Collected data entries:
*** Block opens ***

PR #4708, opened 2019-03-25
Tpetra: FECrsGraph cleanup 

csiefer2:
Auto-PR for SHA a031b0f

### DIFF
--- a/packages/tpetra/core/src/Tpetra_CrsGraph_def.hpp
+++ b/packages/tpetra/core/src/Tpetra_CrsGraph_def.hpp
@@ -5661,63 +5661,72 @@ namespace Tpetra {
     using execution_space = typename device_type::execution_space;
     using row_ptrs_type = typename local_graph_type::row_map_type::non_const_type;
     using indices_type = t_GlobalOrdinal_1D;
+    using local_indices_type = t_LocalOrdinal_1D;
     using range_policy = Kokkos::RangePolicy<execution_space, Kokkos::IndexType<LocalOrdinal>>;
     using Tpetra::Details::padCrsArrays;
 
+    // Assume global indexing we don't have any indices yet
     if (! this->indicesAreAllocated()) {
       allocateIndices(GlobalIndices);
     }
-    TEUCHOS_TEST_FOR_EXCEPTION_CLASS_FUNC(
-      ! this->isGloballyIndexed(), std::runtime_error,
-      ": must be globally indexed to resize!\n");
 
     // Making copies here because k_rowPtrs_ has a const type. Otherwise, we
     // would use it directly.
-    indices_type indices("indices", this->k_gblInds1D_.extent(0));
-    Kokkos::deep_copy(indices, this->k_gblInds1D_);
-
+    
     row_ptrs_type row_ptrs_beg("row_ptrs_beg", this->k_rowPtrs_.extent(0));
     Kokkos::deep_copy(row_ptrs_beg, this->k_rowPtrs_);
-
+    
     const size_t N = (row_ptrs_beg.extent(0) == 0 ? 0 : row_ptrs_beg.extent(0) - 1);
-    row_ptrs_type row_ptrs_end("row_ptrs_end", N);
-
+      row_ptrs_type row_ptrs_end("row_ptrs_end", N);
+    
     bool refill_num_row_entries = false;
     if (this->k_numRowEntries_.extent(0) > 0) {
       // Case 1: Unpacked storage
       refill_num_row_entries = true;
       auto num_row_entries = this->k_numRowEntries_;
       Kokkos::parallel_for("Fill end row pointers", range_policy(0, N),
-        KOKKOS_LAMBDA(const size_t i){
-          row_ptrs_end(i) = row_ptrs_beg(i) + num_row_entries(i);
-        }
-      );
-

*** Block closes ***
*** Block opens ***

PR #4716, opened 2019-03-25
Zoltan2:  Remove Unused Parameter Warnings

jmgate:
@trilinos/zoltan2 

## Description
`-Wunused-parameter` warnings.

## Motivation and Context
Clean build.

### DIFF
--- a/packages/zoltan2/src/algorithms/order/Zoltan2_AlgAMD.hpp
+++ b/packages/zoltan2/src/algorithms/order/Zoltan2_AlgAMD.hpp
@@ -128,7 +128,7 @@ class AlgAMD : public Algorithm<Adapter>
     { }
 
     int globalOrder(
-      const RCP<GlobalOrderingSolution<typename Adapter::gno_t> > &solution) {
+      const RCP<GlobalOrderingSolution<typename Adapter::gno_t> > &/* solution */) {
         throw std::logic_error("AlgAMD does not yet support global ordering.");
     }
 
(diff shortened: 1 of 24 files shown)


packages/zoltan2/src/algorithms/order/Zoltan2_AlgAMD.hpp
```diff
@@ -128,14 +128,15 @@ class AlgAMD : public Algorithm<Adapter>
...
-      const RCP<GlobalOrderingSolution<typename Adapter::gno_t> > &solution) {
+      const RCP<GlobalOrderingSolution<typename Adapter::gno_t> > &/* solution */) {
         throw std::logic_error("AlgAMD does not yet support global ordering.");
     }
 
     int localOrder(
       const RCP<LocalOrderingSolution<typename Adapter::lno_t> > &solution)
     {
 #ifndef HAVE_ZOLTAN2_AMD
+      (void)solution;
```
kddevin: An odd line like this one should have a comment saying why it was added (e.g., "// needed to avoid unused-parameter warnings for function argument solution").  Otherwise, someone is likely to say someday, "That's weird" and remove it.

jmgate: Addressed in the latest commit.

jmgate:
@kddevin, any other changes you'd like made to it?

*** Block closes ***

## Exercise description
Looking back over the data above, restate word for word the lines that begin at the line with "PR #4708, opened 2019-03-25" and end at the line with "any indices yet", inclusive.

## Exercise result
PR #4708, opened 2019-03-25
Tpetra: FECrsGraph cleanup 

csiefer2:
Auto-PR for SHA a031b0f

### DIFF
--- a/packages/tpetra/core/src/Tpetra_CrsGraph_def.hpp
+++ b/packages/tpetra/core/src/Tpetra_CrsGraph_def.hpp
@@ -5661,63 +5661,72 @@ namespace Tpetra {
     using execution_space = typename device_type::execution_space;
     using row_ptrs_type = typename local_graph_type::row_map_type::non_const_type;
     using indices_type = t_GlobalOrdinal_1D;
+    using local_indices_type = t_LocalOrdinal_1D;
     using range_policy = Kokkos::RangePolicy<execution_space, Kokkos::IndexType<LocalOrdinal>>;
     using Tpetra::Details::padCrsArrays;
 
+    // Assume global indexing we don't have any indices yet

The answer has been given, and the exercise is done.